O único fator com capacidade suficiente para contornar assmbleias de representantes em caos ou estagnadas é a opinião pública forte ou organizada, que pode agir tanto diretamente, pela massa de cidadãos, quanto indiretamente, quando apóia em massa um representante e assim o capacita a resover o óbice, recolocando em pauta a discussão das causas coletivas. É entretanto possível que o embate de causas próprias dos representantes contamine as massas, impedindo-as de tomar as rédeas da situação, impedindo-as de organizar-se, desse modo pavimentando o caminho para a desordem geral, o embate disseminado, a guerra civil. Circunstâncias como essa tendem a permanecer indefinidamente ou até que as perdas determinem seja a eliminação ou o suficiente enfraquecimento de uma ou mais das facções envolvidas, seja a trégua e a negociação, que não passa do estabelecimento ou restabelecimento das causas comuns.

Diante desta exposição é possível talvez mensurar a estabilidade de uma nação e os riscos a que está sujeita avaliando-se o comportamento dos representantes quanto ao uso ou abuso do embate de causas próprias enquanto dispositivo de pressão para a viabilização das causas coletivas que debatem. A maior visibilidade do debate sobre causas coletivas, então, é sinal de o sistema conservar-se estável e quanto mais visível é o embate de causas próprias, maiores a instabilidade e o risco de contaminação da esfera dos cidadãos. Há também a circunstância de entre os representantes prevalecer o embate de causas próprias e este não ter a visibilidade que lhe caberia, sinalilzando a possibilidade de o embate em torno às causas comuns estar sendo utilizado como cortina de fumaça para o outro, o que seria detectável pelos recorrentes impasses ou alguma estagnação do país determinada pela escassa coerência dos projetos aprovados, ocorrendo mais perdas do que ganhos para a população em geral.

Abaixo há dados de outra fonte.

PR #143, opened 2019-01-09
B feature/me api

JonathanTolic:
Created the /me api to get current user data. Accessible to all
Fixed Broken tests / reasons for being broke (IdTokenVerifier null checks)
Updated ReadMe to include redux devtools

### DIFF
--- a/src/main/java/eu/execom/hawaii/model/User.java
+++ b/src/main/java/eu/execom/hawaii/model/User.java
@@ -6,13 +6,22 @@ import lombok.Data;
 import lombok.EqualsAndHashCode;
 import lombok.ToString;
 
-import javax.persistence.*;
+import javax.persistence.CascadeType;
+import javax.persistence.Column;
+import javax.persistence.Lob;
+import javax.persistence.Basic;
+import javax.persistence.FetchType;
+import javax.persistence.Entity;
+import javax.persistence.EnumType;
+import javax.persistence.Enumerated;
+import javax.persistence.ManyToMany;
+import javax.persistence.ManyToOne;
+import javax.persistence.OneToMany;
 import javax.validation.constraints.Email;
 import javax.validation.constraints.NotNull;
 import java.io.Serializable;
 import java.time.LocalDate;
 import java.util.List;
-import java.sql.Blob;
 
 @Entity
 @Data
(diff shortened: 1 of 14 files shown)


stanislavgrujic:
Could you please make the changes we agreed on this morning and push the commit?

JonathanTolic:
already implemented will push along additional changes shortly

src/main/java/eu/execom/hawaii/model/User.java
```diff
@@ -6,20 +6,13 @@
...
-import javax.persistence.CascadeType;
-import javax.persistence.Column;
-import javax.persistence.Entity;
-import javax.persistence.EnumType;
-import javax.persistence.Enumerated;
-import javax.persistence.FetchType;
-import javax.persistence.ManyToMany;
-import javax.persistence.ManyToOne;
-import javax.persistence.OneToMany;
+import javax.persistence.*;
```
stanislavgrujic: Please do not group imports. Configure your IDE to not group it unless there are 50 of it from the same package.

src/main/java/eu/execom/hawaii/model/User.java
```diff
@@ -62,6 +55,11 @@
   @NotNull
   private int yearsOfService;
 
+  @Lob
+  @Basic(fetch = FetchType.LAZY)
```
stanislavgrujic: Isn't FetchType.LAZY by default? Do you have to explicilty set it?

src/main/java/eu/execom/hawaii/model/User.java
```diff
@@ -62,6 +55,11 @@
...
+  @Column(name = "IMAGE", columnDefinition="MEDIUMBLOB")
```
stanislavgrujic: Column name should be by convention set to this name, so no need to overwrite it manually, just use the `columnDefinition` property, and small caps, if possible.

src/main/java/eu/execom/hawaii/model/User.java
JonathanTolic: Afaik, all attributes are fetched eagerly by default, and lazy is used in OneToMany etc. An Since I we only have one piece of code where the blob is used I wanted to reduce how often it is fetched.

src/main/java/eu/execom/hawaii/model/User.java
JonathanTolic: will do, thnx

src/main/java/eu/execom/hawaii/model/User.java
JonathanTolic: will do, thnx

PR #145, opened 2019-01-15
Execom calendar

vrackovic:
- Rendered calendar by using `moment-js` to know current day
- Calendar changes dependent of selected year, or current year if none is selected
- By using metadata, it is determined which days are weekend, today, public holidays, or disabled
- Day selection enabled (currently only cell borders are colored to 'red', intended for later absence requests)


vrackovic:
Included in #148

PR #150, opened 2019-01-22
teamUsers now takes an optional request param, teamId. This is meant …

JonathanTolic:
teamUsers now has an optional request param teamId. Used for the team calendar if the current user is an approver for teams other than the one he is assigned to

Changes to be committed:
	modified:   src/main/java/eu/execom/hawaii/api/controller/UserController.java

### DIFF
--- a/src/main/java/eu/execom/hawaii/api/controller/UserController.java
+++ b/src/main/java/eu/execom/hawaii/api/controller/UserController.java
@@ -8,7 +8,9 @@ import eu.execom.hawaii.model.User;
 import eu.execom.hawaii.model.enumerations.UserStatusType;
 import eu.execom.hawaii.model.Team;
 import eu.execom.hawaii.service.DayService;
+import eu.execom.hawaii.service.TeamService;
 import eu.execom.hawaii.service.UserService;
+import lombok.extern.slf4j.Slf4j;
 import org.modelmapper.ModelMapper;
 import org.springframework.beans.factory.annotation.Autowired;
 import org.springframework.data.domain.Page;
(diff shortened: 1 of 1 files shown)


src/main/java/eu/execom/hawaii/api/controller/UserController.java
```diff
@@ -80,10 +85,21 @@ public UserController(UserService userService, DayService dayService) {
...
       @ApiIgnore @AuthenticationPrincipal User authUser, @RequestParam(required = false) LocalDate startDate,
-      @RequestParam(required = false) LocalDate endDate) {
+      @RequestParam(required = false) LocalDate endDate, @RequestParam(required = false) Long teamId) {
     startDate = assignDefaultStartDate(startDate, endDate);
     endDate = assignDefaultEndDate(startDate, endDate);
-    Team team = authUser.getTeam();
+    Team team;
+    if (teamId != null) {
+      team = teamService.getById(teamId);
+      if (!authUser.getApproverTeams().contains(team) && authUser.getTeam() != team) {
```
stanislavgrujic: Please use `equals()` to compare objects, instead of a reference comparison with `!=`.

src/main/java/eu/execom/hawaii/api/controller/UserController.java
```diff
@@ -80,10 +85,21 @@ public UserController(UserService userService, DayService dayService) {
...
+        log.error("User: {} is neither a member of this team nor a team approver for the team {} ", authUser.getEmail(),
```
stanislavgrujic: Not sure if this deserves an error in logs. Maybe put it to debug?
Also, it is a good practice to use `'{}'` (enclose parameter brackets with an apostrophe), so that it is clear what is a parametrized value.

src/main/java/eu/execom/hawaii/api/controller/UserController.java
stanislavgrujic: Could you also resolve this one?

PR #152, opened 2019-01-31
B feature/audit implementation

mariobasic:


src/main/java/eu/execom/hawaii/api/controller/UserController.java
```diff
@@ -164,43 +170,65 @@ private LocalDate assignDefaultEndDate(LocalDate startDate, LocalDate endDate) {
...
+    var oldUser = userService.getUserById(id);
+    UserDto userDto = new UserDto(oldUser);
+    userDto.setUserStatusType(UserStatusType.DELETED);
+    sendAuditInformationForUpdate(OperationPerformed.DELETE, authUser, oldUser, new UserDto(oldUser), userDto);
     userService.delete(id);
+
     return new ResponseEntity(HttpStatus.NO_CONTENT);
   }
 
+  private void sendAuditInformationForUpdate(OperationPerformed operationPerformed, User authUser, User modifiedUser,
```
stanislavgrujic: Move this logic to `UserService`.

src/main/java/eu/execom/hawaii/service/AuditInformationService.java
```diff
@@ -0,0 +1,86 @@
...
+  private String convertToJSON(Object objectForSerialization) {
+    OBJECT_MAPPER.registerModule(new JavaTimeModule());
+    OBJECT_MAPPER.disable(SerializationFeature.WRITE_DATES_AS_TIMESTAMPS);
+    String currentValue = null;
+
+    try {
+      currentValue = OBJECT_MAPPER.writeValueAsString(objectForSerialization);
+    } catch (JsonProcessingException e) {
+      log.error("Failed to map object of class '{}' as string", objectForSerialization.getClass());
+      e.printStackTrace();
```
stanislavgrujic: Please remove console printing. If you need it, configure the console appender.

src/main/java/eu/execom/hawaii/service/AuditInformationService.java
```diff
@@ -0,0 +1,86 @@
...
+   * Build audit information and save it.
+   *
+   * @param operationPerformed what operation was performed (CREATE, REMOVE, UPDATE, DELETE, ACTIVATE).
+   * @param entity             on witch entity was the operation performed (USER, TEAM, REQUEST).
+   * @param modifiedByUser     user that made change on that entity.
+   * @param modifiedUser       user on witch change was performed.
+   * @param previousState      state of the object before the change.
+   * @param currentState       state of the object after the change.
+   */
+  public void buildAuditInformation(OperationPerformed operationPerformed, AuditedEntity entity, User modifiedByUser,
```
stanislavgrujic: In order to have at least some type safety, you should make `previousState` and `currentState` of type `BaseEntity`, instead of an `Object`.

stanislavgrujic: Also, method name is misleading - I would not expect that it is saved, and would expect that something is returned from a method named `build<Something>`. Maybe rename it to `saveAudit()`.

src/main/java/eu/execom/hawaii/service/RequestService.java
```diff
@@ -303,6 +304,14 @@ public Request handleRequestStatusUpdate(Request request, User authUser) {
     return requestRepository.save(request);
   }
 
+  public void saveAuditInformation(OperationPerformed operationPerformed, User modifiedByUser, Request request,
```
stanislavgrujic: This method should be private and invoked from inside the other method's bodies.

src/main/java/eu/execom/hawaii/service/TeamService.java
```diff
@@ -67,10 +82,25 @@ public Team save(Team team) {
    * @param id - the team id.
    */
   @Transactional
-  public void delete(Long id) {
+  public void delete(Long id, User modifiedByUser) {
     var team = getById(id);
+    var previousTeamState = TeamAudit.createTeamAuditEntity(team);
     team.setDeleted(true);
+    saveAuditInformation(OperationPerformed.DELETE, modifiedByUser, team, previousTeamState);
     teamRepository.save(team);
```
stanislavgrujic: Saving audit information should happen only after the changes to the audited entity are successfully saved. Please update wherever applicable in all three services.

Assim que em termos ideais é imprescindível que a causa própria de um representante e a causa comum, por ele representada, se impossível coincidirem, sejam quase a mesma ou tenha esta última a anterior por eixo, de modo a garantir que a consecução de uma se articule na consecução da outra inevitavelmente. Fora dessa perspectiva a atividade política representativa não procede, estanca. Isto porque o princípio por trás desse panorama estabelece que só se vive em causa própria ou em causa nenhuma.